Capability expanded, caution collapsed. This is the big one, and the one the phrase is actively ruining. The small, annoying asks — the form, the internal tool, the bit of glue between two systems — used to mean a developer, months, thousands of pounds. So they got filed under "not worth it." That filing cabinet is now mostly full of stuff that's a day's work. The shackles are off; the phrase is being used to keep them on.
Capability expanded, caution expanded. The genuinely new territory. Agents taking actions in your systems. Voice that holds a conversation. Vision on a camera feed. The capability is new, the failure modes are new, and the old caution doesn't map. You need a fresh one. Most teams haven't built it yet.
Most meeting-room disagreements right now are two people arguing across those three categories without realising. One's thinking about data leakage. One's thinking about a form. Neither says which. The phrase floats overhead, looking wise, doing damage.
The test has moved
"Can we build it?" is mostly yes now. A startling amount of yes.
"Should we build it?" is too blunt to be useful. The question the phrase used to smuggle in is harder:
What does this look like in eighteen months?

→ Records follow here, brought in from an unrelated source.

PR #7335, opened 2020-06-04
Pending Samples metric includes samples in channel

### LINKED ISSUE #6952: prometheus_remote_storage_pending_samples are drastically increasing over time.

csmarchbanks:
The pending samples metric should also include samples waiting in the
channels to be sent to provide a more accurate measure. In addition,
make sure that the pending samples is reset to 0 anytime a queue is
started as we remake all of the shards at that time.

This may fix #6952 as most increases of the metric happened around
resharding and now the metric will be reset to zero then.

### DIFF
--- a/storage/remote/queue_manager.go
+++ b/storage/remote/queue_manager.go
@@ -360,7 +360,6 @@ outer:
 func (t *QueueManager) Start() {
 	// Initialise some metrics.
 	t.metrics.shardCapacity.Set(float64(t.cfg.Capacity))
-	t.metrics.pendingSamples.Set(0)
 	t.metrics.maxNumShards.Set(float64(t.cfg.MaxShards))
 	t.metrics.minNumShards.Set(float64(t.cfg.MinShards))
 	t.metrics.desiredNumShards.Set(float64(t.cfg.MinShards))
@@ -675,6 +674,9 @@ func (s *shards) start(n int) {
 	s.mtx.Lock()
 	defer s.mtx.Unlock()
 
+	s.qm.metrics.pendingSamples.Set(0)
+	s.qm.metrics.numShards.Set(float64(n))
+
 	newQueues := make([]chan sample, n)
 	for i := 0; i < n; i++ {
 		newQueues[i] = make(chan sample, s.qm.cfg.Capacity)
@@ -690,7 +692,6 @@ func (s *shards) start(n int) {
 	for i := 0; i < n; i++ {
 		go s.runShard(hardShutdownCtx, i, newQueues[i])
 	}
-	s.qm.metrics.numShards.Set(float64(n))
 }
 
 // stop the shards; subsequent call to enqueue will return false.
@@ -740,6 +741,7 @@ func (s *shards) enqueue(ref uint64, sample sample) bool {
 	case <-s.softShutdown:
 		return false
 	case s.queues[shard] <- sample:
+		s.qm.metrics.pendingSamples.Inc()
 		return true
 	}
 }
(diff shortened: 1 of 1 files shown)


storage/remote/queue_manager.go
```diff
@@ -777,6 +779,7 @@ func (s *shards) runShard(ctx context.Context, shardID int, queue chan sample) {
 	for {
 		select {
 		case <-ctx.Done():
+			s.qm.metrics.pendingSamples.Sub(float64(nPending + len(queue)))
```
cstyan, line 782: My only concern is that this + `Set(0)` in start would just hide the actual issue. Maybe we should have another metric that's "samples dropped because their shard was shutdown but was unable to flush it's samples within the timeout"?

csmarchbanks: Good call, I have now added another line after this to add the dropped samples to the failed samples metric. Does that seem reasonable to you?

cstyan: I think that should be okay, since we also increment dropped samples for samples that we don't see a labels cache entry for (no entry for ref ID). But we should possibly also log this?

csmarchbanks: We already have the log for `Failed to flush all samples on shutdown`, perhaps move that log line here? Or are you thinking a separate log line?

cstyan: Hmm. I think that log line is enough but it would be nice to add the # of samples we failed to flush to that log line. If that's a non-trivial change then we can just merge this as is and file that as a nice to have in the remote write meta issue.

csmarchbanks: :+1: I added a commit with one way of adding the # of samples to the log line. I thought it would be the least invasive, but happy to try something else too.

csmarchbanks: @cstyan bump for another review on the most recent changes when you get a chance!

Who owns it when the person who built it has left. Who notices when it starts drifting. What happens when the model provider deprecates the API, or triples the price, or ships a safety update that changes the output shape. Who gets the call when it's wrong at 11pm on a Sunday.
Operational-sustainability test, not a technical one. And a harder test — can we? you can answer in an afternoon. Who owns this in eighteen months? you mostly can't.
Two ways to get this wrong
Both are common. Both are the same mistake in opposite trousers.
Paralysed by the old logic. Teams still treating a bespoke internal tool as a six-figure decision. A month spent deciding whether to automate a form that's two hours' work. The boring-bit wins sitting in full view while the strategy meeting enters its fourth quarter.
Emboldened by the new logic. "We can!" is a feeling, not a plan. These are the projects that work beautifully for six months and then quietly become the thing nobody wants to touch. Built by someone who's moved on. Running against a model that's been superseded. No dashboards, no owner, no exit. A liability in a cardigan.
Both look like decisions. Both are reflexes with a straight face.
What to say instead
Three questions. Say them out loud about whatever's on the table:
- Would we still be glad we built this in eighteen months?
- Who owns it when I'm on holiday and it's wrong?
- What's the exit if the vendor under it changes the rules?
If any answer is "we don't know" — and honestly, it usually is — the "should we?" is "not yet." Not "no." Not forever. Just not yet, because we haven't worked this bit out.
That's the thing the old phrase was doing for us, quietly, and isn't any more. It made us ask the harder question without having to name it. Can we? is cheap enough now that the hard question has to be on the agenda in its own right. You can't smuggle it in the back any more.
A note on our own bias
We build this kind of thing for a living. Read the rest accordingly.
That said — the three questions above aren't marketing ones. They're the ones that separate a project that keeps working from one that quietly becomes a liability. If you've got an internal team that can genuinely hold them over an eighteen-month horizon, go. Build it yourselves. That's a real answer.
If you haven't, this is one of the moves where the cost of going solo tends to show up two quarters in, not on day one. It almost never arrives as "we couldn't build it." It arrives as "we built it and now nobody's quite sure who's looking after it" — which is a different problem, and a much more expensive one to unwind. The shape of the work that holds those questions is here. Worth a look either way.
Close
The rule hasn't been retired. It's been sharpened.
"Just because you can, doesn't mean you should" still holds. What's moved is which side of the line most ideas actually sit on now. Twenty years ago most things landed on the "don't" side, because the cost was real, the upside was speculative, and the reversal path was expensive. Now most of what lands on a normal team's desk is on the "yes, but work out who owns it" side.
The brake isn't broken. It just needs the question underneath it put back on.